Issue #134, opened 2018-08-08
Pin DEVEL_BUILD to recent gadgetron


KrisThielemans:
Gadgetron master is tripping us up rather regularly unfortunately. I feel we should fix `DEVEL_BUILD=On` to use a specific (but recent) gadgetron version as opposed to its master. We can then update the `GADGETRON_TAG` occasionally via a SIRF-SuperBuild PR. Any objections?

we could do the same for STIR if it becomes necessary.

KrisThielemans:
We're now getting failures on `DEVEL_BUILKD`
```
CXX COMPILER VERSION: GNU : 4.8.4
CMake Error at CMakeLists.txt:43 (message):
  Gadgetron requires GCC version >= 6.0
```
that'll be fun on travis etc.

In any case, this reinforces the motivation for doing the above. @DANAJK @ckolbPTB @johannesmayer  any objections? Please suggest a commit if you can

DANAJK:
I have no objections. Unfortunately I cannot suggest a specific commit for Gadgetron.

KrisThielemans:
see #146

PR #145, opened 2018-08-24
Update ACE package

paskino:
Reflects updates done on ACE.
Uses Gadgetron version that compiles with GPU support.

### DIFF
--- a/SuperBuild/External_ACE.cmake
+++ b/SuperBuild/External_ACE.cmake
@@ -60,14 +60,17 @@ if(NOT ( DEFINED "USE_SYSTEM_${externalProjName}" AND "${USE_SYSTEM_${externalPr
     DOWNLOAD_DIR ${${proj}_DOWNLOAD_DIR}
     STAMP_DIR ${${proj}_STAMP_DIR}
     TMP_DIR ${${proj}_TMP_DIR}
-    INSTALL_DIR ${libACE_Install_Dir}
 	
-    INSTALL_COMMAND make ACE 
     CMAKE_ARGS
-        -DCMAKE_INSTALL_PREFIX=${libACE_Install_Dir}
+        -DCMAKE_INSTALL_PREFIX=${Gadgetron_Install_Dir}
+	-DLIBRARY_DIR=${libACE_Install_Dir}/lib
+	-DINCLUDE_DIR=${libACE_Install_Dir}/include
+
+    INSTALL_COMMAND make ACE
     DEPENDS
         ${${proj}_DEPENDENCIES}
   )
+
     set(${proj}_ROOT        ${${proj}_SOURCE_DIR})
     set(${proj}_INCLUDE_DIR ${${proj}_SOURCE_DIR})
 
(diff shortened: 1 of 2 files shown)


KrisThielemans:
I'm somewhat reluctant to point to our own gadgetron fork, as it gives the impression we're deviating from them. I vote for pointing to the main gadgetron repo somewhere after acceptance of your PR. @DANAJK , @ckolbPTB @johannesmayer any suggestions/opinions?

DANAJK:
Similar to #134 , I have no objection to pointing to a Gadgetron commit that works for us. Hopefully more recent that one year though.

paskino:
I tried to build Gadgetron after the PR was merged and it fails. 
I had a first error coming from the CXX flag `-Werror=terminate` which isn't recognised. 

Fixed that (requires changing Gadgetron CMakeLists.txt) and I got to 
```
/home/sirfuser/devel/buildgadgetron/sources/Gadgetron/toolboxes/mri_core/mri_core_data.h:5:30: fatal error: ismrmrd/waveform.h: No such file or directory
compilation terminated.
```

DANAJK:
waveforms are something that is being added to ISMRMRD (to support ECG information as an example).
Maybe you need to update ISMRMRD too?

KrisThielemans:
we should follow the same strategy for ISMRMRD as in #134  I think: occasional updates, with testing first. if we need ECG (or any other schanges in ISMRMRD) now or not I have no idea. As long as it doesn't break things, it's fine for me of course.

KrisThielemans:
ah sorry. I hadn't seen Edo's error. Seems Gadgetron doesn't check the ISMRMRD version properly then...

Then it needs updating ISMRMRD of course.

paskino:
I'll see if I find a couple of Gadgetron/ISMRMRD which work for us. 
The `-Werror=terminate` problem might mean that there is a minimum requirement on gcc version, and the one we have isn't sufficient.

KrisThielemans:
I guess do a `git blame` to find out when they introduced that option. Not nice if it isn't guarged by appropriate checks on compiler.

paskino:
OK, the new Gadgetron/master requires at least GCC version 6. 

Ubuntu 16.04 has 5.4. On the VM it could be possible to install gcc version 6 following [this link](https://askubuntu.com/questions/746369/how-can-i-install-and-use-gcc-6-on-xenial/746480)

I see a few options:

1. Build a new VM with Ubuntu 18.04 which ships [GCC 7.3.0](https://packages.ubuntu.com/bionic/gcc) 
2. Add the new unofficial repository to get GCC 6 onto the current VM (Ubuntu 16.04)
3. Use conda
4. Keep outdated Gadgetron in the short term.

Although option 3 is still in a [work-in-progress](https://github.com/CCPPETMR/SIRF-SuperBuild/pull/112) phase I strongly believe that we should pursue that direction.

paskino:
They introduced a check of the availability of `-Werror=terminate` (which I incidentally couldn't find documented anywhere) in the latest Gadgetron master branch. But along with that, they check minimum version of GCC >= 6.

KrisThielemans:
This discussion isn't really about this PR. I've created a new Issue for it: #146 

This PR does 2 things: change ACE stuff, and change Gadgetron Tag. Those are independent, and the Gadgetron stuff is preventing us merging the ACE changes.

@paskino, please revert Gadgetron changes, change the title of the PR, and then squash-merge.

:::::

### What to work on
Only the lines containing "specific" are needed; copy each of them from the data.

### Solution to this task
Gadgetron master is tripping us up rather regularly unfortunately. I feel we should fix `DEVEL_BUILD=On` to use a specific (but recent) gadgetron version as opposed to its master. We can then update the `GADGETRON_TAG` occasionally via a SIRF-SuperBuild PR. Any objections?
I have no objections. Unfortunately I cannot suggest a specific commit for Gadgetron.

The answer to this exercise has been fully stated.